Chen Zuorong, born 1965

Chen Zuorong has been doing farm work her whole life, but she isn't complaining.

The 48-year-old woman of Beibaozhuang Village in Zibo, in Shandong Province, is satisfied with her life.

In the past 12 years, Chen has brought up three daughters—the youngest of whom began university last year—and transformed her old dilapidated house with a new kitchen, three bedrooms and a new living room.

Chen's husband works with a township tobacco company and earns a monthly salary of 2,000 yuan ($321). Chen herself grows 1 mu—or roughly one sixth of an acre—of peach trees, 2 mu of corn and 1 mu of cotton and herbs. She earns around 4,000 yuan ($642) a year by selling peaches and herbs, and the corn she grows can feed her whole family.

In Chen's village, women of her age do farmwork at home while their husbands find work in the cities, mostly as construction workers with a salary of 80 to 90 yuan (about $13) a day. The husbands return to help their wives pick peaches during the harvest season.

"I have a lot of freedom. I do farmwork when I want to, and when I am tired I rest at home," Chen said.

With roughly half of China's population living in the countryside, the government has been paying increasing attention to the social welfare of rural residents in recent years.

Thanks to a pension scheme implemented a few years ago, Chen now pays 300 yuan ($48) a year as a contribution and will receive a monthly pension after she turns 60.

"I feel happy because I will be paid a monthly pension like a retiree in the city," Chen said.

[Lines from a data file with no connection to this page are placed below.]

PR #142, opened 2020-04-22
EVG-7870 Reinstall devdependencies properly

khelif96:
Noticed some dev dependencies weren't installed correctly


khelif96:
Strange i tested it locally before i made this pr. 

> e2e tests are hanging

khelif96:
Anyone know why they didnt rerun after i updated this pr?

SupaJoon:
evergreen retry

tgrander:
> Strange i tested it locally before i made this pr.
> 
> > e2e tests are hanging

ci and local are different environments that have different dependencies. changes like this causing a discrepancy between local and ci e2e tests is normal. same thing happened when i tried to upgrade cra.

khelif96:
> > Strange i tested it locally before i made this pr.
> > > e2e tests are hanging
> 
> ci and local are different environments that have different dependencies. changes like this causing a discrepancy between local and ci e2e tests is normal. same thing happened when i tried to upgrade cra.

Thats strange, Is `node_modules` cached on the ci server?
 dependency changes shouldn't make the ci server break. I tried downgrading the changes in this pr to the versions they were before with the only exception of some being a patch version change or 2 different.  and that shouldn't cause any issues. Unless the app is expecting one set of dependencies but receives another (Expecting specific versions of a dep but  received the older cached versions).

khelif96:
I took a look at the logs and i dont think the ci server is breaking i think the dev server is never starting and the ci hangs waiting for it to start.
image
This is the last log message we get back from our application.

I think it most likely is getting stuck trying to load dependencies.

tgrander:
what i mean is that testing the app in ci is different from testing the app locally. mostly because CI is a programmed set of instructions whereas on local everything needed already exists.

node_modules is not cached on the ci server. the version of node at the time of configuring the ci environment did not support `npm ci`. cacheing node modules other ways has caused a lot of headaches for other teams. installing node modules for every ci build at the moment seems to be working alright. 

if you would like to see the set of instructions for the ci env then open up evergreen.yml in spruce.

if ci works before your changes but not after then it is probably something that you changed :)

tgrander:
> I think it most likely is getting stuck trying to load dependencies.

not sure that's the problem because i can see [here]( independently test that the query has the correct variables) that `npm-start` evergreen command is not started until `npm install` command finishes. 

this is interesting tho because this is the exact same issue that occurred when i tried to upgrade create react app. it doesn't look to me like it's a problem with downloading dependencies. looks more like the development server itself hanging indefinitely. this can happen due to an error from `npm run dev`.

khelif96:
Do you know if its possible to ssh into an instance that the ci server runs on  so i can try running the commands manually?

tgrander:
yes and that's a great idea. you can spawn a host from your failing patch. https://evergreen.mongodb.com/spawn?distro_id=ubuntu1604-small&task_id=spruce_ubuntu1604_e2e_test_patch_b01f2383dfa9d11c3b1e44f04509ab63d850996b_5ea0faee562343041a4bec25_20_04_23_02_18_23

khelif96:
Thats awesome i didnt know that was even a feature.

tgrander:
evergreen is pretty incredible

In the past, farmers were responsible for their own medical expenses. If a family member became seriously ill, the cost of receiving life-saving treatment could bankrupt an entire family. Now a medical insurance scheme is taking hold in rural areas, with the government's share of covering medical costs increasing every year.

Chen pays an 80-yuan ($13) annual contribution to a healthcare insurance plan that covers more than 50 percent of her medical expenses. Official statistics show that the number of people covered by the rural insurance program skyrocketed from 80 million in 2003 to nearly 900 million in 2012.

Talking of the future, Chen said she has no plans to leave the farm.

"A farmer only retires when she grows too old to do the work."